Task item:
The answer should contain every record below, output exactly.

Data records:
PR #1802, opened 2019-05-22
CY-1053 Add methods to broker management endpoint

geokala:


rest-service/manager_rest/rest/resources_v3_1/manager.py
```diff
@@ -229,6 +229,60 @@ class RabbitMQBrokers(SecuredResource):
...
         )
+
+    @exceptions_handled
+    @authorize('broker_add')
+    @marshal_with(models.RabbitMQBroker)
+    def post(self):
+        """Add a broker to the database."""
+        _broker = rest_utils.get_json_and_verify_params({
+            'name': {'type': unicode},
+            'address': {'type': unicode},
```
barucoh: Add validation to ensure `address` is in `networks`?

rest-service/manager_rest/rest/resources_v3_1/manager.py
```diff
@@ -201,6 +209,7 @@ def delete(self):
             current_app.logger.info('Manager deleted successfully')
             managers_list = get_storage_manager().list(models.Manager)
             remove_manager(managers_list)  # Removing manager from cluster
+        update_agents(sm)
```
tehasdf: it's unfortunate to have this after the db-commit, because this does a LOT of things (amqp connection etc) and so can throw a lot of exceptions.
Maybe we can do something like remove the manager and re-throw if it couldn't be sent. But also what about partially-sent updates...
I dont think we can do anything really sensible here but give it a think

rest-service/manager_rest/rest/resources_v3_1/manager.py
```diff
@@ -223,12 +232,68 @@ def _get_ca_cert_id(self, sm, _manager):
...
+        _broker = rest_utils.get_json_and_verify_params({
+            'name': {'type': unicode},
+            'address': {'type': unicode},
+            'port': {'type': int, 'optional': True},
+            'networks': {'type': dict, 'optional': True},
+        })
+        sm = get_storage_manager()
+
+        # Get the first broker in the list to get the ca_cert and credentials
+        first_broker = sm.list(models.RabbitMQBroker, None, None).items[0]
```
tehasdf: no need for the additional `None`, that's just asking for trouble

rest-service/manager_rest/rest/resources_v3_1/manager.py
```diff
@@ -223,12 +232,68 @@ def _get_ca_cert_id(self, sm, _manager):
...
+
+        new_broker = models.RabbitMQBroker(
+            name=_broker['name'],
+            host=_broker['address'],
+            management_host=_broker['address'],
+            port=_broker.get('port'),
+            networks=_broker['networks'],
+            username=first_broker.username,
+            password=first_broker.password,
+            ca_cert=first_broker.ca_cert,
```
tehasdf: we might as well add the same ca-cert handling (with `get_ca_cert_id` etc) as we have in the managers?
What is the part that breaks if rabbitmqs have different cacerts? Agents will survive it.
Creation of the rabbitmq cluster itself breaks?

rest-service/manager_rest/rest/resources_v3_1/manager.py
tehasdf: in the future i think we should get rid of `address` entirely because (even currently) it does nothing, doesn't it...

rest-service/manager_rest/rest/resources_v3_1/manager.py
```diff
@@ -223,12 +232,68 @@ def _get_ca_cert_id(self, sm, _manager):
...
+        )
+        result = sm.put(new_broker)
+        current_app.logger.info('Broker added successfully')
+        update_agents(sm)
+        return result
+
+    @exceptions_handled
+    @authorize('broker_delete')
+    @marshal_with(models.RabbitMQBroker)
+    def delete(self):
```
tehasdf: unfortunate that this is using the same weird handling as `Managers`, ie. request body contains the id to be deleted, as opposed to `DELETE /brokers/broker-123`. You think perhaps we can make this that, or do you want consistency with managers (but not with anything else in the system)?
Either way, we should also change managers to be the other way

rest-service/manager_rest/rest/resources_v3_1/manager.py
```diff
@@ -223,12 +232,68 @@ def _get_ca_cert_id(self, sm, _manager):
...
+        })
+        sm = get_storage_manager()
+        broker_to_delete = sm.get(
+            models.RabbitMQBroker,
+            None,
+            filters={'name': _broker['name']}
+        )
+
+        result = sm.delete(broker_to_delete)
+        if _broker['name'] == result.name:
```
tehasdf: why would that ever be false?!?!

rest-service/manager_rest/rest/resources_v3_1/manager.py
geokala: We could notify and provide instructions on which endpoint to call to fix it (do we have an endpoint that triggers update-agents?)

rest-service/manager_rest/rest/resources_v3_1/manager.py
geokala: Ah- filters defaults to None?

rest-service/manager_rest/rest/resources_v3_1/manager.py
geokala: I think the rabbitmq clustering will be broken, yes. But agreed, I'll switch over to the method used there- for some reason the manager I originally wrote this on had slightly outdated code (maybe from yesterday)

rest-service/manager_rest/rest/resources_v3_1/manager.py
geokala: Agreed, I was thinking we should change it to be properly restful.

rest-service/manager_rest/rest/resources_v3_1/manager.py
geokala: I don't know- I just copied the approach taken in managers. Was intending to ask about that: How can either of them (broker or manager check) be false, and... what do we do if they are? Presumably that means it deleted something it shouldn't have?

rest-service/manager_rest/rest/resources_v3_1/manager.py
tehasdf: Yea both do

rest-service/manager_rest/rest/resources_v3_1/manager.py
geokala: Note: we'll be validating this.

rest-service/manager_rest/rest/resources_v3_1/manager.py
geokala: Update agents to be added to an endpoint+CLI (JIRA needed)

rest-service/manager_rest/rest/resources_v3_1/manager.py
geokala: So can just do sm.list(models.RabbitMQBroker)?

rest-service/manager_rest/rest/resources_v3_1/manager.py
geokala: After further discussion we've agreed that since we're not going to really support (or test) this use-case, it won't be added.

rest-service/manager_rest/rest/resources_v3_1/manager.py
geokala: This will go into a separate PR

Result for this task:
PR #1802, opened 2019-05-22
CY-1053 Add methods to broker management endpoint

geokala:


rest-service/manager_rest/rest/resources_v3_1/manager.py
```diff
@@ -229,6 +229,60 @@ class RabbitMQBrokers(SecuredResource):
...
         )
+
+    @exceptions_handled
+    @authorize('broker_add')
+    @marshal_with(models.RabbitMQBroker)
+    def post(self):
+        """Add a broker to the database."""
+        _broker = rest_utils.get_json_and_verify_params({
+            'name': {'type': unicode},
+            'address': {'type': unicode},
```
barucoh: Add validation to ensure `address` is in `networks`?

rest-service/manager_rest/rest/resources_v3_1/manager.py
```diff
@@ -201,6 +209,7 @@ def delete(self):
             current_app.logger.info('Manager deleted successfully')
             managers_list = get_storage_manager().list(models.Manager)
             remove_manager(managers_list)  # Removing manager from cluster
+        update_agents(sm)
```
tehasdf: it's unfortunate to have this after the db-commit, because this does a LOT of things (amqp connection etc) and so can throw a lot of exceptions.
Maybe we can do something like remove the manager and re-throw if it couldn't be sent. But also what about partially-sent updates...
I dont think we can do anything really sensible here but give it a think

rest-service/manager_rest/rest/resources_v3_1/manager.py
```diff
@@ -223,12 +232,68 @@ def _get_ca_cert_id(self, sm, _manager):
...
+        _broker = rest_utils.get_json_and_verify_params({
+            'name': {'type': unicode},
+            'address': {'type': unicode},
+            'port': {'type': int, 'optional': True},
+            'networks': {'type': dict, 'optional': True},
+        })
+        sm = get_storage_manager()
+
+        # Get the first broker in the list to get the ca_cert and credentials
+        first_broker = sm.list(models.RabbitMQBroker, None, None).items[0]
```
tehasdf: no need for the additional `None`, that's just asking for trouble

rest-service/manager_rest/rest/resources_v3_1/manager.py
```diff
@@ -223,12 +232,68 @@ def _get_ca_cert_id(self, sm, _manager):
...
+
+        new_broker = models.RabbitMQBroker(
+            name=_broker['name'],
+            host=_broker['address'],
+            management_host=_broker['address'],
+            port=_broker.get('port'),
+            networks=_broker['networks'],
+            username=first_broker.username,
+            password=first_broker.password,
+            ca_cert=first_broker.ca_cert,
```
tehasdf: we might as well add the same ca-cert handling (with `get_ca_cert_id` etc) as we have in the managers?
What is the part that breaks if rabbitmqs have different cacerts? Agents will survive it.
Creation of the rabbitmq cluster itself breaks?

rest-service/manager_rest/rest/resources_v3_1/manager.py
tehasdf: in the future i think we should get rid of `address` entirely because (even currently) it does nothing, doesn't it...

rest-service/manager_rest/rest/resources_v3_1/manager.py
```diff
@@ -223,12 +232,68 @@ def _get_ca_cert_id(self, sm, _manager):
...
+        )
+        result = sm.put(new_broker)
+        current_app.logger.info('Broker added successfully')
+        update_agents(sm)
+        return result
+
+    @exceptions_handled
+    @authorize('broker_delete')
+    @marshal_with(models.RabbitMQBroker)
+    def delete(self):
```
tehasdf: unfortunate that this is using the same weird handling as `Managers`, ie. request body contains the id to be deleted, as opposed to `DELETE /brokers/broker-123`. You think perhaps we can make this that, or do you want consistency with managers (but not with anything else in the system)?
Either way, we should also change managers to be the other way

rest-service/manager_rest/rest/resources_v3_1/manager.py
```diff
@@ -223,12 +232,68 @@ def _get_ca_cert_id(self, sm, _manager):
...
+        })
+        sm = get_storage_manager()
+        broker_to_delete = sm.get(
+            models.RabbitMQBroker,
+            None,
+            filters={'name': _broker['name']}
+        )
+
+        result = sm.delete(broker_to_delete)
+        if _broker['name'] == result.name:
```
tehasdf: why would that ever be false?!?!

rest-service/manager_rest/rest/resources_v3_1/manager.py
geokala: We could notify and provide instructions on which endpoint to call to fix it (do we have an endpoint that triggers update-agents?)

rest-service/manager_rest/rest/resources_v3_1/manager.py
geokala: Ah- filters defaults to None?

rest-service/manager_rest/rest/resources_v3_1/manager.py
geokala: I think the rabbitmq clustering will be broken, yes. But agreed, I'll switch over to the method used there- for some reason the manager I originally wrote this on had slightly outdated code (maybe from yesterday)

rest-service/manager_rest/rest/resources_v3_1/manager.py
geokala: Agreed, I was thinking we should change it to be properly restful.

rest-service/manager_rest/rest/resources_v3_1/manager.py
geokala: I don't know- I just copied the approach taken in managers. Was intending to ask about that: How can either of them (broker or manager check) be false, and... what do we do if they are? Presumably that means it deleted something it shouldn't have?

rest-service/manager_rest/rest/resources_v3_1/manager.py
tehasdf: Yea both do

rest-service/manager_rest/rest/resources_v3_1/manager.py
geokala: Note: we'll be validating this.

rest-service/manager_rest/rest/resources_v3_1/manager.py
geokala: Update agents to be added to an endpoint+CLI (JIRA needed)

rest-service/manager_rest/rest/resources_v3_1/manager.py
geokala: So can just do sm.list(models.RabbitMQBroker)?

rest-service/manager_rest/rest/resources_v3_1/manager.py
geokala: After further discussion we've agreed that since we're not going to really support (or test) this use-case, it won't be added.

rest-service/manager_rest/rest/resources_v3_1/manager.py
geokala: This will go into a separate PR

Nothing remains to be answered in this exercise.